Like you, I'd had a lot of experience, serious and non, and by 36 had pretty much given up on finding the right guy. But I still did. Of course you don't know anyone suitable right now, you're in a couple and not looking. If you were single you'd be doing different things and perhaps coming across them.

Yes, it is a big gamble. But you'd be taking a big gamble to stay with your DP and hope he comes around.

I would do the GP fertility check, have one more talk with DP to give him that info and be very direct with him, and then give it however much time you can stand (not too long).

Nuttybiscuits · 03/04/2014 22:56

If I had to choose between losing him and losing my chance to have kids, the way I'm feeling right now, I would stick with him

This is exactly the choice I made OP - but under slightly different circumstances.

I was acutely aware that if I stayed with DP while he refused to ttc, it might be ok now, but I would come to resent him and it would destroy us eventually. It might be ok now, while you fill your lives with work and holidays etc, but imagine when you're in your 50s, 60s, 70s - no kids, no grand kids and that will be entirely down to his decision.
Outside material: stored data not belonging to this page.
PR #427, opened 2023-04-16
CNS-385: project propagate charge of CU onward

orenl-lava:
Charging CUs to a project always happens to a certain fixation version (by block). 
When doing so, the charge should propagate from that version onward: until the
most recent version, or until a re-charged version (i.e. after subscription month 
end) is reached, as marked by a new snapshot.


x/projects/keeper/project.go
```diff
@@ -62,9 +63,20 @@ func (k Keeper) AddKeysToProject(ctx sdk.Context, projectID string, adminKey str
...
-func (k Keeper) ChargeComputeUnitsToProject(ctx sdk.Context, project types.Project, cu uint64) (err error) {
-	project.UsedCu += cu
-	return k.projectsFS.ModifyEntry(ctx, project.Index, uint64(ctx.BlockHeight()), &project)
+func (k Keeper) ChargeComputeUnitsToProject(ctx sdk.Context, project types.Project, blockHeight uint64, cu uint64) (err error) {
+	blocks := k.projectsFS.GetEntryVersionsRange(ctx, project.Index, blockHeight, uint64(commontypes.STALE_ENTRY_TIME))
+
+	for _, block := range blocks {
+		var proj types.Project
+		k.projectsFS.ReadEntry(ctx, project.Index, block, &proj)
+		if proj.Snapshot != project.Snapshot {
```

So I chose to leave DP if he refused to ttc, because while it might be ok now, the resentment would break us apart in the long run anyway.

On going back to DP, I decided to be with him even though he could have been infertile. I decided that was worth it, because, while the outcome could be the same - we may never have DCs - at least we would have tried and so the resentment won't happen.

Be very careful and think of your future long-term self in making this decision.

noddyholder · 03/04/2014 23:00

You are in a fortunate position if you consider him and your relationship more important than havig children so aren't really going to have to make the difficult decision to end this which would be what I would do in your shoes

Martorana · 03/04/2014 23:02

Can I just as why this is about marriage and not about having children? You do all realise that you don't have to be married to have a baby?

scottishmummy · 03/04/2014 23:07

Cohabitate is of course perfectly ok,but that wasn't her plan.they said marriage and kids
But she will acquiesce to keep him,she'll forgo her preferences to fulfil his

Nuttybiscuits · 03/04/2014 23:11

Martorana I think OP has said that she doesn't mind so much about marriage, it's having kids that is more important.